C’était juste avant que Juraj Simek, ce héros, n’offre miraculeusement la victoire aux Genevois dans une fin de rencontre renversante, inespérée pour la bande à Chris McSorley (3-4). Alors que les fans de la Resega étaient en colère, Yannick Weber a reçu, lui, une orange sur la tête et l’arbitre M. Popovic, qui avait menacé de faire évacuer les tifosis à mi-match, un manche de drapeau en pleine figure. Il a connu une sortie difficile. Kevin Romy, qui avait égalisé et remis son équipe sur le bon chemin, connaît bien cette ambiance si particulière au Tessin. Le Chaux-de-Fonnier des Vernets effectuait hier son retour dans cette patinoire après y avoir passé sept saisons.

Kevin Romy, comment avez-vous vécu ce come-back à la Resega: deux buts et une victoire, vous ne pouviez pas rêver d’un meilleur retour, non?

Oui c’est vrai mais le plus important c’est le succès de l’équipe. C’est certain, en ce qui me concerne, qu’il y a eu des émotions particulières de retrouver la Resega, mais je suis surtout content d’avoir gagné, qu’on ait assuré l’essentiel. Maintenant, il y a encore des détails à améliorer. On a encore pris trop de pénalités...

Ce public est vraiment chaud et intimidant: était-il déjà ainsi lorsque vous portiez le chandail de Lugano?

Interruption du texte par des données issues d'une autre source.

PR #271, opened 2020-05-29
Handle userUnhandled exception breakpoints. Fixes #111

### LINKED ISSUE #111: Break debugger on exceptions that aren't handled inside a pytest test
When running "Debug Test" from the code edit view, the test output pane shows me pytest's error message when it encounters an uncaught exception, but I would like it to launch a debugger instead. I currently have to insert a try/catch with a `breakpoint()` otherwise.

I actually feel this should have been requested already but could find neither an issue nor a setting for this...

fabioz:


fabioz:
As a note, Py35 was cancelled with 15 minutes, but a full run on Py36 took 14, so, maybe the timeout should be raised a bit.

Si, si, le public ici je le connais bien. C’est le Tessin. Les gens ont le sang chaud. Ils sont restés fidèles à eux-mêmes. Il y a eu beaucoup d’interruption, d’émotion, c’était très long et à la fin on s’en sort vraiment bien.

GE Servette a réussi un bon début de match (0-1 puis 1-2 à la 30e) avant que Lugano, via un Bergeron déterminant, ne prenne l’ascendant (3-2, 40e). Comment expliquez-vous ce retour de flamme servettien sur la fin?

C’est une nouvelle fois une question de caractère. On en a beaucoup en ce début de saison. L’équipe a joué durant 60 minutes. Comme je l’ai déjà dit, on a pris trop de pénalités ce soir et cela nous a coûté beaucoup d’effort et de sacrifices. Mais, à la fin, on marque encore en infériorité numérique, parce qu’on a travaillé jusqu’au bout. C’est ce qui a fait la différence.

C’est la huitième fois que vous mariquiez en box-play: allez-vous désormais jouer finalement à quatre pour gagner des matches?

Il est vrai qu’on éprouve encore de la peine en power-play. On ne va pas pouvoir marquer toujours des buts en infériorité numérique. Les situations spéciales sont devenues très importantes dans le championnat. On se doit d’améliorer notre jeu de puissance si on veut rester en tête.